The Veloce 9 and 10 speed rings are the same thickness but the newer 10 speed crank has .4mm milled off to place the rings closer together.


----------



## Bingo Blingo (Jul 10, 2010)

Thanks Headloss for your reply. I took your cue and changed my focus to the front derailleur and solved my shifting issues with the front derailleur. At the time of posting, I was using the Racing-T front derailleur, which was designed for 52/53 big chainrings. 

Last spring, my original 52-40-30 chainrings were replaced with 50-39-30 rings. I made the new combination work, barely, by carefully re-positioning the height of the derailleur. But when I changed to the new 10-speed Centaur left shifter, the size-mismatch was simply more than the new shifter could handle.

So, I replaced the Racing-T with a Tiagra FD-4503 this weekend. The cost was under $25. The FD-4503 is a 9-speed derailleur specifically designed for the 50-39-30 combination, that I have. It is a more modern design than the Racing-T and works perfectly with my 9-speed chain-cassette/10-speed Centaur left shifter. I did not even have to adjust the stops. Shifting now works better than ever.


----------



## headloss (Mar 3, 2013)

I focused on the crankset compatibility with the newer Campy triple when I responded, but somehow missed the reason why you wanted to replace the FD in the first place. I should have asked you to post a photo to double check the cable routing on the older Campy triple FD, first and foremost.

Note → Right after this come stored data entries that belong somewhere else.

PR #226, opened 2023-01-06
Fix `make_single_header.py` to satisfy lower version compiler when us…

Ghost-LZW:
Fix `make_single_header.py` to satisfy lower version compiler when useing single_header version mdspan

Format with black

### DIFF
--- a/make_single_header.py
+++ b/make_single_header.py
@@ -7,6 +7,7 @@ from os.path import dirname, join as path_join, abspath, exists
 
 extra_paths = [path_join(dirname(abspath(__file__)), "include")]
 
+
 def find_file(included_name, current_file):
     current_dir = dirname(abspath(current_file))
     for idir in [current_dir] + extra_paths:
@@ -15,7 +16,14 @@ def find_file(included_name, current_file):
             return try_path
     return None
 
-def process_file(file_path, out_lines=[], front_matter_lines=[], back_matter_lines=[], processed_files=[]):
+
+def process_file(
+    file_path,
+    out_lines=[],
+    front_matter_lines=[],
+    back_matter_lines=[],
+    processed_files=[],
+):
     out_lines += "//BEGIN_FILE_INCLUDE: " + file_path + "\n"
     with open(file_path, "r") as f:
         for line in f:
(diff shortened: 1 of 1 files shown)


Ghost-LZW:
> add it to the front matter just to be clean

May break some define condition, eg:

```
#if __has_include(<version>)
#  include <version>
#else
#  include <type_traits>
#  include <utility>
#endif
```

in https://github.com/kokkos/mdspan/blob/stable/include/experimental/__p0009_bits/config.hpp#L22-L27

Ghost-LZW:
https://godbolt.org/z/d9jGjYeE8 Test success under clang7

make_single_header.py
```diff
@@ -26,27 +35,50 @@ def process_file(file_path, out_lines=[], front_matter_lines=[], back_matter_lin
...
+                            processed_files,
+                        )
                     else:
-                        # assume it's a system header; add it to the front matter just to be clean
-                        front_matter_lines += [line]
+                        # assume it's a system header
+                        if inc_name not in system_headers:
+                            out_lines += [line]
+                        else:
+                            system_headers += [inc_name]
```
crtrott: I don't quite understand this. In the else branch aren't you adding inc_name to system_headers again? Since the condition to hit the else branch is that inc_name is already in system_headers?

crtrott (changes requested):
So if I understand this right: previously We moved all the include lines of things without path prefix to the front. Now you want to leave it in place (i.e. just add it to out_lines). I don't understand the logic in this block however:
```
                        # assume it's a system header
                        if inc_name not in system_headers:
                            out_lines += [line]
                        else:
                            system_headers += [inc_name]
```
We start with empty system_headers. So any inc_name which doesn't have a prepend path will just be left in place. It will never hit the else branch because nothing is in system_headers, and the only way that something would be added is if its already in system_headers?

make_single_header.py
Ghost-LZW: Oops, my bad, this block is a mistake. We should just add it to out_lines, without any check. otherwise, there will be conflicted with eg: [config.hpp](https://github.com/kokkos/mdspan/blob/stable/include/experimental/__p0009_bits/config.hpp#L22-L27) and [macros.hpp](https://github.com/kokkos/mdspan/blob/stable/include/experimental/__p0009_bits/macros.hpp#L21). When compiler can find `version`, `type_traits` in macros.hpp can't be add if ignore system_header which already exist.

crtrott (approved):

PR #227, opened 2023-01-06
New submdspan CPP 17 compatible

crtrott:


crtrott:
This is the equivalent to #223 just with C++17 support

mhoemmen:
@youyu3 check this out

include/experimental/__p2630_bits/submdspan_extents.hpp
```diff
@@ -0,0 +1,332 @@
...
+  ExtentType extent;
+  StrideType stride;
+};
+
+namespace detail {
+
+// Mapping from submapping ranks to srcmapping ranks
+// InvMapRank is an index_sequence, which we build recursively
+// to contain the mapped indices.
+// MDSPAN_TEMPLATE_REQUIRES templates don't work for this
```
mhoemmen:
```suggestion
// MDSPAN_TEMPLATE_REQUIRES templates don't work for these
```

include/experimental/__p2630_bits/submdspan_mapping.hpp
```diff
@@ -0,0 +1,199 @@
...
+    return mapping_offset<dst_mapping_t>{
+        dst_mapping_t(dst_ext),
+        static_cast<size_t>(src_mapping(detail::first_of(slices)...))};
+  } else {
+    // layout_stride case
+    #if MDSPAN_HAS_CXX_20
+    using inv_map_t = typename detail::inv_map_rank<0, index_sequence<>,
+                                                    SliceSpecifiers...>::type;
+    #else
+    using inv_map_t = decltype(detail::inv_map_rank(
```
mhoemmen: While the function version of `inv_map_rank` has a shorter and simpler implementation than the struct version, not everyone is a fan of functions whose only purpose is to deduce a type ("`decltype` everywhere").  Christian points out offline that we also don't know which approach would compile faster.  Thus, I think we should leave both of these paths in the code, at least until we have compilation benchmark results that suggest one over the other.

mhoemmen: Counterargument: We don't actually need `inv_map_t` here, we need an object of that type.  In that case, why not just call the function to get an `inv_map` object?

```c++
auto inv_map = detail::inv_map_rank(
  integral_constant<size_t,0>{},
  index_sequence<>{},
  (declval<SliceSpecifiers>())...);
return mapping_offset<dst_mapping_t>{
  dst_mapping_t(
    dst_ext,
    detail::construct_sub_strides(
      src_mapping,
      inv_map,
      tuple{detail::stride_of(slices)...})),
  static_cast<size_t>(src_mapping(detail::first_of(slices)...))};
```

include/experimental/__p2630_bits/submdspan_mapping.hpp
```diff
@@ -0,0 +1,199 @@
...
+submdspan_mapping(const layout_right::mapping<Extents> &src_mapping,
+                  SliceSpecifiers... slices) {
+
+  // get sub extents
+  using src_ext_t = Extents;
+  auto dst_ext = submdspan_extents(src_mapping.extents(), slices...);
+  using dst_ext_t = decltype(dst_ext);
+
+  // determine new layout type
+  constexpr bool preserve_layout = detail::preserve_layout_right_mapping<
```
mhoemmen, line 208: It's a bit unfortunate that we can't write `preserve_layout_right_mapping` as a constexpr bool function (because some `SliceSpecifiers` may not be `constexpr`), given that we use it like one.

include/experimental/__p2630_bits/submdspan_mapping.hpp
```diff
@@ -0,0 +1,199 @@
...
+        static_cast<size_t>(src_mapping(detail::first_of(slices)...))};
+  }
+}
+
+//**********************************
+// layout_right submdspan_mapping
+//*********************************
+namespace detail {
+
+// Figure out whether to preserve layout_left
```
mhoemmen:
```suggestion
// Figure out whether to preserve layout_right
```

include/experimental/__p2630_bits/submdspan_extents.hpp
```diff
@@ -0,0 +1,332 @@
...
+  size_t k, class Extents, class Slice,
+  /* requires */(is_convertible_v<Slice, tuple<size_t, size_t>>)
+)
+MDSPAN_INLINE_FUNCTION
+constexpr auto last_of(integral_constant<size_t, k>, const Extents &,
+                       const Slice &i) {
+  return get<1>(i);
+}
+
+// Suppress spurious warning with NVCC about no return statement.
```
mhoemmen, line 108: I've seen this with NVCC + GCC 10.  The GCC intrinsic function `__builtin_unreachable();` has helped me get rid of the warnings in this case.  C++23 adds `std::unreachable`, which hopefully will accomplish the same goal.

mhoemmen (approved):
EXCELLENT

Just one typo in a comment.

include/experimental/__p2630_bits/submdspan_extents.hpp
crtrott: Does that GCC intrinsic also work with nvc++, clang, msvc as host compiler?

mhoemmen: It's a GCC-only thing, so when I used it, I defined it as a macro.

mhoemmen: GCC 10 isn't quite as smart as GCC 11 about `constexpr auto` functions that have exhaustive `if constexpr` branches in them.

tests/test_submdspan.cpp
```diff
@@ -161,6 +194,62 @@ struct TestSubMDSpan<
...
+    int data[25000];
+    mds_org_t src(data, map);
+    size_t* result = allocate_array<size_t>(2);
+
+    dispatch([=] _MDSPAN_HOST_DEVICE () {
+      auto sub = stdex::submdspan(src, create_slice_arg(SubArgs())...);
+      bool match = match_expected_extents(0, 0, src.extents(), sub.extents(), create_slice_arg(SubArgs())...);
+      result[0] = match?1:0;
+    });
+    EXPECT_TRUE(result[0]==1);
```
dalg24: `
```suggestion
    EXPECT_EQ(result[0], 1);
```

tests/test_submdspan.cpp
```diff
@@ -161,6 +194,62 @@ struct TestSubMDSpan<
...
+    return (sub_ext.extent(sub_idx)==(p.extent+p.stride-1)/p.stride) && match_expected_extents(++src_idx, ++sub_idx, src_ext, sub_ext, slices...);
+  }
+  template<class SrcExtents, class SubExtents, class ... SliceArgs>
+  MDSPAN_INLINE_FUNCTION
+  static bool match_expected_extents(int src_idx, int sub_idx, SrcExtents src_ext, SubExtents sub_ext, stdex::full_extent_t, SliceArgs ... slices) {
+    return (sub_ext.extent(sub_idx)==src_ext.extent(src_idx)) && match_expected_extents(++src_idx, ++sub_idx, src_ext, sub_ext, slices...);
+  }
+  template<class SrcExtents, class SubExtents>
+  MDSPAN_INLINE_FUNCTION
+  static bool match_expected_extents(int, int, SrcExtents, SubExtents) { return true; }
```
dalg24: I am wondering whether we are we being to clever.  (I don't have a better idea.)

tests/test_submdspan.cpp
```diff
@@ -161,6 +194,62 @@ struct TestSubMDSpan<
...
+
+  static void run() {
+    typename mds_org_t::mapping_type map(typename mds_org_t::extents_type(ConstrArgs...));
+    int data[25000];
+    mds_org_t src(data, map);
+    size_t* result = allocate_array<size_t>(2);
```
dalg24:
```suggestion
    size_t* result = allocate_array<size_t>(1);
```

include/experimental/__p2630_bits/submdspan_mapping.hpp
```diff
@@ -0,0 +1,200 @@
...
+// the U.S. Government retains certain rights in this software.
+//
+// Part of Kokkos, under the Apache License v2.0 with LLVM Exceptions.
+// See https://kokkos.org/LICENSE for license information.
+// SPDX-License-Identifier: Apache-2.0 WITH LLVM-exception
+//
+//@HEADER
+
+#include <tuple>
+namespace std {
```
dalg24:
```suggestion
#include <array>
#include <type_traits>
#include <tuple>
#include <utility> // index_sequence

namespace std {
```

include/experimental/__p2630_bits/submdspan_extents.hpp
```diff
@@ -0,0 +1,315 @@
...
+//
+// Under the terms of Contract DE-NA0003525 with NTESS,
+// the U.S. Government retains certain rights in this software.
+//
+// Part of Kokkos, under the Apache License v2.0 with LLVM Exceptions.
+// See https://kokkos.org/LICENSE for license information.
+// SPDX-License-Identifier: Apache-2.0 WITH LLVM-exception
+//
+//@HEADER
+
```
dalg24, line 16: include headers as appropriate

include/experimental/__p2630_bits/submdspan_extents.hpp
```diff
@@ -0,0 +1,315 @@
...
+template <class OffsetType, class ExtentType, class StrideType>
+struct strided_index_range {
+  using offset_type = OffsetType;
+  using extent_type = ExtentType;
+  using stride_type = StrideType;
+
+  OffsetType offset;
+  ExtentType extent;
+  StrideType stride;
+};
```
dalg24: Move it to its own header?

include/experimental/__p2630_bits/submdspan_extents.hpp
```diff
@@ -0,0 +1,315 @@
...
+}
+
+template <class OffsetType, class ExtentType, class StrideType>
+MDSPAN_INLINE_FUNCTION
+constexpr OffsetType
+first_of(const strided_index_range<OffsetType, ExtentType, StrideType> &r) {
+  return r.offset;
+}
+
+// last_of(slice): getting end of slice specifier range
```
dalg24, line 84: This comment is kinda misleading.  `last_of` takes more than one argument.  Why do `first_of` and `last_of` have different signatures by the way?  Of course I can read on and figure it out but the comment probably should answer that question.

include/experimental/__p2630_bits/submdspan_extents.hpp
```diff
@@ -0,0 +1,315 @@
...
+struct extents_constructor {
+  MDSPAN_TEMPLATE_REQUIRES(
+    class Slice, class... SliceSpecifiers,
+    /* requires */(!is_convertible_v<Slice, size_t> &&
+                   !is_strided_index_range<Slice>::value)
+  )
+  MDSPAN_INLINE_FUNCTION
+  constexpr static auto next_extent(const Extents &ext, const Slice &sl,
+                                    SliceSpecifiers... slices) {
+    constexpr size_t new_static_extent = StaticExtentFromRange<
```
mhoemmen, line 241: Would you consider making `StaticExtentFromRange` a `constexpr auto` function instead of a struct? That would make this code more concise, since you could get rid of the two `decltype` and the `::value` at the end.

include/experimental/__p2630_bits/submdspan_extents.hpp
```diff
@@ -0,0 +1,315 @@
...
+              SliceSpecifiers... slices) {
+    using index_t = typename Extents::index_type;
+    using new_static_extent_t =
+        StaticExtentFromStridedRange<ExtentType, StrideType>;
+    if constexpr (new_static_extent_t::value == dynamic_extent) {
+      using next_t =
+          extents_constructor<K - 1, Extents, NewExtents..., dynamic_extent>;
+      return next_t::next_extent(
+          ext, slices...,
+          r.extent > 0 ? 1 + divide<index_t>(r.extent - 1, r.stride) : 0);
```
mhoemmen, line 283: The code as it stands won't achieve the goal of `divide`, which is to return `integral_constant` if both inputs are `integral_constant`.

1. Adding 1 to `integral_constant<size_t, Value>` results in `size_t`, not `integral_constant<size_t, Value+1>`.
2. Even if adding 1 to `integral_constant` resulted in `integral_constant`, the result of the ternary operator would be `common_type_t<integral_constant<size_t, Value>, int>`, which is `int`.
  
https://godbolt.org/z/qWEdn5xM6

```c++
#include <utility>
#include <type_traits>

template<size_t Val1, size_t Val2>
constexpr auto divide(std::integral_constant<size_t, Val1> x,
  std::integral_constant<size_t, Val2> y) {
  return std::integral_constant<size_t, Val1 / Val2>{};
}

template<size_t Value>  
using Size = std::integral_constant<size_t, Value>;

int main() {
  constexpr auto z = divide(Size<8>{}, Size<2>{});
  static_assert(std::is_same_v<std::remove_const_t<decltype(z)>, Size<4>>);

  constexpr auto w = 1 + divide(Size<8>{}, Size<2>{});
  static_assert(not std::is_same_v<std::remove_const_t<decltype(w)>, Size<4>>);
  static_assert(std::is_same_v<std::remove_const_t<decltype(w)>, size_t>);

  static_assert(not std::is_same_v<std::common_type_t<Size<4>, int>, Size<4>>);
  static_assert(not std::is_same_v<std::common_type_t<Size<4>, int>, size_t>);
  static_assert(std::is_same_v<std::common_type_t<Size<4>, int>, int>);

  return 0;
}
```

include/experimental/__p2630_bits/submdspan_extents.hpp
```diff
@@ -0,0 +1,315 @@
...
+MDSPAN_INLINE_FUNCTION
+constexpr auto divide(const T0 &v0, const T1 &v1) {
+  return IndexT(v0) / IndexT(v1);
+}
+
+template <class IndexT, class T0, T0 v0, class T1, T1 v1>
+MDSPAN_INLINE_FUNCTION
+constexpr auto divide(const integral_constant<T0, v0> &,
+                      const integral_constant<T1, v1> &) {
+  return integral_constant<IndexT, v0 / v1>();
```
mhoemmen: Would you consider adding a `static_assert(v1 != 0);` before this line?  On the other hand, the compiler would produce an error in that case anyway, so perhaps we don't need to do anything here.

include/experimental/__p2630_bits/submdspan_extents.hpp
crtrott: This doesn't matter since it doesn't determine the type. Note the values I am generating here are used as constructor arguments for an extents type which is independently determined. In case static extents are generated or preserved, these values will at best be checked against the static_extents in the extents constructor.

include/experimental/__p2630_bits/submdspan_extents.hpp
crtrott: Tried it but if I really do this (i.e. just pass in slice etc. it turns out that the compiler things that that the function call is not a constant expression.

crtrott:
```
/home/crtrott/Kokkos/mdspan/include/experimental/__p2630_bits/submdspan_extents.hpp:236:22: error: 'sl' is not a constant expression
  236 |     constexpr size_t new_static_extent = static_extent_from_range(
```

crtrott: I guess I can just default construct the arguments ...

include/experimental/__p2630_bits/submdspan_extents.hpp
crtrott: done

include/experimental/__p2630_bits/submdspan_extents.hpp
crtrott: updated

include/experimental/__p2630_bits/submdspan_mapping.hpp
crtrott: done

include/experimental/__p2630_bits/submdspan_extents.hpp
crtrott: done

include/experimental/__p2630_bits/submdspan_extents.hpp
crtrott: I actually wrote a test for strided_index_range with zero extent and stride, and changed the logic here to support that.

include/experimental/__p2630_bits/submdspan_extents.hpp
crtrott: ah clang doesn't like this

crtrott: i.e. even though I just default construct pass the arguments in, which then get ignored. clang 12 didn't like this as constant expression.,

mhoemmen: @crtrott wrote:
> I guess I can just default construct the arguments ...

Just use `declval`, which you were doing already : - )

mhoemmen: Oh wait, I think `declval` won't work, because it's not an unevaluated context.  Oof....

include/experimental/__p2630_bits/submdspan_extents.hpp
mhoemmen: `integral_constant<T, Value>` implicitly converts to `T`.  This means that `1 + integral_constant<size_t, X>{} / integral_constant<size_t, Y>{}` just returns `1 + X / Y`, so you don't even need `divide` here.

https://godbolt.org/z/x48bnaW8e

include/experimental/__p2630_bits/submdspan_extents.hpp
mhoemmen: No worries then -- thanks!

include/experimental/__p2630_bits/submdspan_extents.hpp
```diff
@@ -0,0 +1,308 @@
...
+template <size_t K, class Extents, size_t... NewExtents>
+struct extents_constructor {
+  MDSPAN_TEMPLATE_REQUIRES(
+    class Slice, class... SliceSpecifiers,
+    /* requires */(!is_convertible_v<Slice, size_t> &&
+                   !is_strided_index_range<Slice>::value)
+  )
+  MDSPAN_INLINE_FUNCTION
+  constexpr static auto next_extent(const Extents &ext, const Slice &sl,
+                                    SliceSpecifiers... slices) {
```
nmm0: More of a code readability issue -- the slices and new extent parameters here are kind of mixed up into the same parameter pack so it's difficult to understand the code. Might be worth separating out the new extents into a separate parameter.

include/experimental/__p2630_bits/submdspan_extents.hpp
```diff
@@ -0,0 +1,308 @@
...
+  return IndexT(v0) / IndexT(v1);
+}
+
+template <class IndexT, class T0, T0 v0, class T1, T1 v1>
+MDSPAN_INLINE_FUNCTION
+constexpr auto divide(const integral_constant<T0, v0> &,
+                      const integral_constant<T1, v1> &) {
+  // cutting short division by zero
+  // this is used for strided_index_range with zero extent/stride
+  return integral_constant<IndexT, v0 == 0 ? 0 : v0 / v1>();
```
nmm0, line 189: I don't really understand this -- should stride be allowed to be zero? I guess if it is not specified it will be zero but then I think it would make sense to transform the value to nonzero before we get here.

nmm0 (approved):
Looks good to me,  just a few minor changes

crtrott:
I checked and this works now over my test suite of compilers/standards.

include/experimental/__p2630_bits/strided_index_range.hpp
```diff
@@ -0,0 +1,34 @@
...
+// SPDX-License-Identifier: Apache-2.0 WITH LLVM-exception
+//
+//@HEADER
+
+namespace std {
+namespace experimental {
+
+// Slice Specifier allowing for strides and compile time extent
+template <class OffsetType, class ExtentType, class StrideType>
+struct strided_index_range {
```
mhoemmen, line 23: This is called `strided_slice` now in the paper, but I'm OK with doing the rename as a separate PR.

include/experimental/__p2630_bits/strided_index_range.hpp
```diff
@@ -0,0 +1,34 @@
...
+  using offset_type = OffsetType;
+  using extent_type = ExtentType;
+  using stride_type = StrideType;
+
+  OffsetType offset;
+  ExtentType extent;
+  StrideType stride;
+};
```
mhoemmen, line 31: Should we consider enforcing the Mandates here?

```suggestion
  static_assert(is_integral_v<OffsetType> || is_integral_constant_v<OffsetType>);
  static_assert(is_integral_v<ExtentType> || is_integral_constant_v<ExtentType>);
  static_assert(is_integral_v<StrideType> || is_integral_constant_v<StrideType>);
};
```

In the change above, `is_integral_constant_v` is defined as follows.

```c++
template<class T>
struct is_integral_constant : std::false_type {};

template<std::integral T, T Value>
struct is_integral_constant<std::integral_constant<T, Value>> : std::true_type {};

template<class T>
constexpr inline bool is_integral_constant_v = is_integral_constant<T>::value;
```

include/experimental/__p2630_bits/submdspan_extents.hpp
mhoemmen: Thanks for figuring this out! : - )

mhoemmen (approved):
I think this is fine for now.  We can fix the `strided_slice` name and add Mandates checks later.  Thanks!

As far as I know, all triple front derailleurs (designed for road bikes) should work equally well with a 50t or a 52t big ring. A MTB FD is a better match for 48t and below. A non-triple FD, designed for a double sometimes won't work for a 50/34 combo, but that's a different scenario all together from this... a triple FD should work in both of the cases (52 or 50 big ring) that you mentioned. 

The likely problem with your old Campy FD is that if the actuation lever of the component was too long (longer arm = less distance traveled by FD), it would have required more cable for the newer shifter, and you would have possibly run out of clicks. Granted the cable was routed the correct way, I'm still surprised that it didn't pull enough cable to shift normally.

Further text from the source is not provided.